Tags: #novela histórica

Indias Blancas - La vuelta del Ranquel (61 page)

—¿Cómo está Laura? —se precipitó Guor.

—Ha sido un parto muy duro. El niño es grande y Laura, estrecha de pelvis. Temí lo peor cuando se desgarró, pero, por fortuna, pude controlar la hemorragia. Laura es muy guapa y luchó con la valentía de un hombre. Debe saber que su mujer ha padecido terriblemente, pero ella está bien ahora. Lo felicito, su hijo es un muchachito saludable, de excelente contextura.

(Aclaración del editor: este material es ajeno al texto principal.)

PR #1565, opened 2023-03-25
configure-vm: add option to not install build deps

pmtk:


scripts/devenv-builder/configure-vm.sh
```diff
@@ -5,87 +5,118 @@
...
 
+start=$(date +%s)
+
 function usage() {
-    echo "Usage: $(basename $0) [--no-build] <openshift-pull-secret-file>"
-    echo "  --no-build   Do not build MicroShift code and install MicroShift RPMs"
+    echo "Usage: $(basename $0) [--no-build] [--no-build-deps] [--force-firewall] <openshift-pull-secret-file>"
+    echo ""
+    echo "  --no-build         Do not build, install and start MicroShift"
+    echo "  --no-build-deps    Do install dependencies for building binaries and RPMs (implies --no-build)"
```
ggiguash, line 19:
```suggestion
    echo "  --no-build-deps    Do not install dependencies for building binaries and RPMs (implies --no-build)"
```

scripts/devenv-builder/configure-vm.sh
```diff
@@ -5,87 +5,118 @@
...
-# Only RHEL requires a subscription
-if grep -q 'Red Hat Enterprise Linux' /etc/redhat-release ; then
-    RHEL_SUBSCRIPTION=true
-fi
+title() {
+    echo -e "\E[34m$1\E[00m"
+}
 
-if [ $# -ne 1 ] && [ $# -ne 2 ]; then
+while true; do
```
ggiguash, line 30:
```suggestion
while [ $# -gt 1 ] ; do
```

scripts/devenv-builder/configure-vm.sh
```diff
@@ -5,87 +5,118 @@
...
+    --no-build-deps)
+        INSTALL_BUILD_DEPS=false
+        BUILD_AND_RUN=false
+        shift
+        ;;
+    --force-firewall)
+        FORCE_FIREWALL=true
+        shift
+        ;;
+    *) break ;;
```
ggiguash, line 45: Need to call usage here to avoid invalid options.
```suggestion
    *)  usage ;;
```

scripts/devenv-builder/configure-vm.sh
```diff
@@ -117,17 +149,22 @@ gpgkey=file:///etc/pki/rpm-gpg/RPM-GPG-KEY-CentOS-SIG-NFV
 EOF
 fi
 
-if [ $BUILD_AND_INSTALL = true ] ; then
-    sudo dnf localinstall -y ~/microshift/_output/rpmbuild/RPMS/*/*.rpm
+# Set up pull secret for CRI-O regardless if it'll be installed in next step or later from another source
+title "Setting up pull secret for CRI-O"
+sudo mkdir -p /etc/crio/
+sudo cp -f ${OCP_PULL_SECRET} /etc/crio/openshift-pull-secret
+sudo chmod 600 /etc/crio/openshift-pull-secret
```
ggiguash, line 156: If we want to make the pull secret setup unconditional, let's do it without changing the order: first install RPMs and then the pull secret. This is to adhere to the current docs.

scripts/devenv-builder/configure-vm.sh
```diff
@@ -137,35 +174,59 @@ else
...
+    sudo systemctl enable crio >/dev/null
+
+    title "Enabling and starting MicroShift"
+    sudo systemctl enable microshift --now >/dev/null
+
+    sudo bash -c "while [ ! -e /var/lib/microshift/resources/kubeadmin/kubeconfig ]; do sleep 5s; done"
+
+    title "Copying kubeconfig to ~/.kube/config"
+    mkdir -p ~/.kube
+    sudo cat /var/lib/microshift/resources/kubeadmin/kubeconfig | tee ~/.kube/config >/dev/null
```
ggiguash, line 208: I'm not sure this is necessary here. The idea is to verify MicroShift can be started and clean it up, so that it's possible to run standalone exe in the devenv. 
So, I would remove this and fix the `watch oc get pod -A` command to use the original kubeconfig file.

ggiguash:
As a general command, I saw that you added `/dev/null` redirects on some commands in the script. I understand this is because we now have "titles". However, this script is a mirror of the devenv_setup.md doc and the redirects are not in it. 
So, I think we should try be as similar to the documentation as possible.

scripts/devenv-builder/configure-vm.sh
ggiguash: I noticed the unconditional call to this code fails in CI. Why do we need it unconditionally?
```
+ echo -e '\E[34mSetting up pull secret for CRI-O\E[00m'
+ sudo mkdir -p /etc/crio/
+ sudo cp -f /etc/crio/openshift-pull-secret /etc/crio/openshift-pull-secret
cp: '/etc/crio/openshift-pull-secret' and '/etc/crio/openshift-pull-secret' are the same file
```

pmtk: I'll swap the order so it's matching what's in the doc (although I wish there was "literal bash" - readable script with embedded docs, because that's a duplication right now).
I want this unconditionally to set up the pull secret without installing RPMs for the CI - cri-o will be pulled in when we install microshift RPMs but that happens after this script

scripts/devenv-builder/configure-vm.sh
pmtk: Done

scripts/devenv-builder/configure-vm.sh
pmtk: Done

scripts/devenv-builder/configure-vm.sh
pmtk: Done

scripts/devenv-builder/configure-vm.sh
pmtk: removed

PR #1575, opened 2023-03-27
OCPBUGS-10766: Change apiserver preferred addresses

pacevedom:
In order to avoid DNS configuration unless there is no other way, try using external and internal IPs to reach kubelet from apiserver. This allows having whatever hostname+domain name combinations without trying to resolve the name externally.
To allow this we need to include the node IP in the kubelet certificate as this is what the apiserver will target.

Closes #<Issue Number>

### DIFF
--- a/pkg/controllers/kube-apiserver.go
+++ b/pkg/controllers/kube-apiserver.go
@@ -133,7 +133,7 @@ func (s *KubeAPIServer) configure(cfg *config.MicroshiftConfig) error {
 			"kubelet-certificate-authority":   {cryptomaterial.CABundlePath(kubeCSRSignerDir)},
 			"kubelet-client-certificate":      {cryptomaterial.ClientCertPath(kubeletClientDir)},
 			"kubelet-client-key":              {cryptomaterial.ClientKeyPath(kubeletClientDir)},
-			"kubelet-preferred-address-types": {"Hostname"},
+			"kubelet-preferred-address-types": {"InternalIP", "Hostname"},
 
 			"proxy-client-cert-file":           {cryptomaterial.ClientCertPath(aggregatorClientCertDir)},
 			"proxy-client-key-file":            {cryptomaterial.ClientKeyPath(aggregatorClientCertDir)},
--- a/pkg/cmd/init.go
+++ b/pkg/cmd/init.go
@@ -180,7 +180,7 @@ func certSetup(cfg *config.MicroshiftConfig) (*certchains.CertificateChains, err
 						Name:         "kubelet-server",
 						ValidityDays: cryptomaterial.ShortLivedCertificateValidityDays,
 					},
-					Hostnames: []string{cfg.NodeName},
+					Hostnames: []string{cfg.NodeName, cfg.NodeIP},
 				},
 			),
 		),


dhellmann:
I'm not sure about the implications of some of these changes.

> In order to avoid DNS configuration unless there is no other way, try using external and internal IPs to reach kubelet from apiserver. 

What are the circumstances where a host won't know its own name? What doesn't work when that's the situation?

> This allows having whatever hostname+domain name combinations without trying to resolve the name externally. To allow this we need to include the node IP in the kubelet certificate as this is what the apiserver will target.

Why do we want multiple combinations? Should we just use the node IP?

pliurh:
> What are the circumstances where a host won't know its own name? What doesn't work when that's the situation?

We build microshift with CGO disabled. Thus golang doesn't use glibc to resolve a hostname, which means the `myhostname` NSS plugin is unavailable. Microshift can only use `hosts` and `dns`. So when we don't have microshift's hostname configured in the DNS server or the hosts file, microshift cannot know its own IP by its hostname.

pkg/controllers/kube-apiserver.go
```diff
@@ -133,7 +133,7 @@ func (s *KubeAPIServer) configure(cfg *config.MicroshiftConfig) error {
 			"kubelet-certificate-authority":   {cryptomaterial.CABundlePath(kubeCSRSignerDir)},
 			"kubelet-client-certificate":      {cryptomaterial.ClientCertPath(kubeletClientDir)},
 			"kubelet-client-key":              {cryptomaterial.ClientKeyPath(kubeletClientDir)},
-			"kubelet-preferred-address-types": {"Hostname"},
+			"kubelet-preferred-address-types": {"ExternalIP", "InternalIP", "ExternalDNS", "InternalDNS", "Hostname"},
```
pliurh, line 136: In microshift, only 'InternalIP' and 'Hostname' are provided by kubelet. Shall we remove the address types we don't use?

pacevedom: In order to allow the CNCF conformance tests requiring multinode I dropped there the external counterparts, just in case.

pacevedom: Wait, let me simplify it because you are right.

pacevedom: Done. This also addresses your comment @dhellmann.
```bash
$ KUBECONFIG=/var/lib/microshift/resources/kubeadmin/kubeconfig oc get node -o jsonpath='{.items[*].status.addresses}' | jq
[
  {
    "address": "192.168.122.215",
    "type": "InternalIP"
  },
  {
    "address": "microshift-dev.local",
    "type": "Hostname"
  }
]
```

dhellmann:
> > What are the circumstances where a host won't know its own name? What doesn't work when that's the situation?
> 
> We build microshift with CGO disabled. Thus golang doesn't use glibc to resolve a hostname, which means the `myhostname` NSS plugin is unavailable. Microshift can only use `hosts` and `dns`. So when we don't have microshift's hostname configured in the DNS server or the hosts file, microshift cannot know its own IP by its hostname.

OK, so the host _does_ know its name, but the library we're using to look it up doesn't look in the places we need it to.

/jira-refresh

PR #1576, opened 2023-03-27
USHIFT-1008: Justify why healthz endpoints are not TLS verified

pacevedom:
Includes http client configuration instead of changing global http package variables.

Closes #<Issue Number>


dhellmann (commented):
/lgtm

PR #3317, opened 2024-05-03
USHIFT-3125: Switch to using non-beta RHEL 9.4 container images for bootc

ggiguash:
Also fixes [USHIFT-3131](https://issues.redhat.com//browse/USHIFT-3131)


pacevedom (approved):
/lgtm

—¿Laura no corre peligro? ¿Me lo asegura? —insistió Nahueltruz.

—Está exhausta, pero bien.

—¿Y la caída? ¿No hay consecuencias por la caída?

—La caída fue un desafortunado accidente que aceleró el proceso del parto, pero, increíblemente, no perjudicó ni a la madre ni al niño. Laura no presenta quebraduras, sólo algunos magullones.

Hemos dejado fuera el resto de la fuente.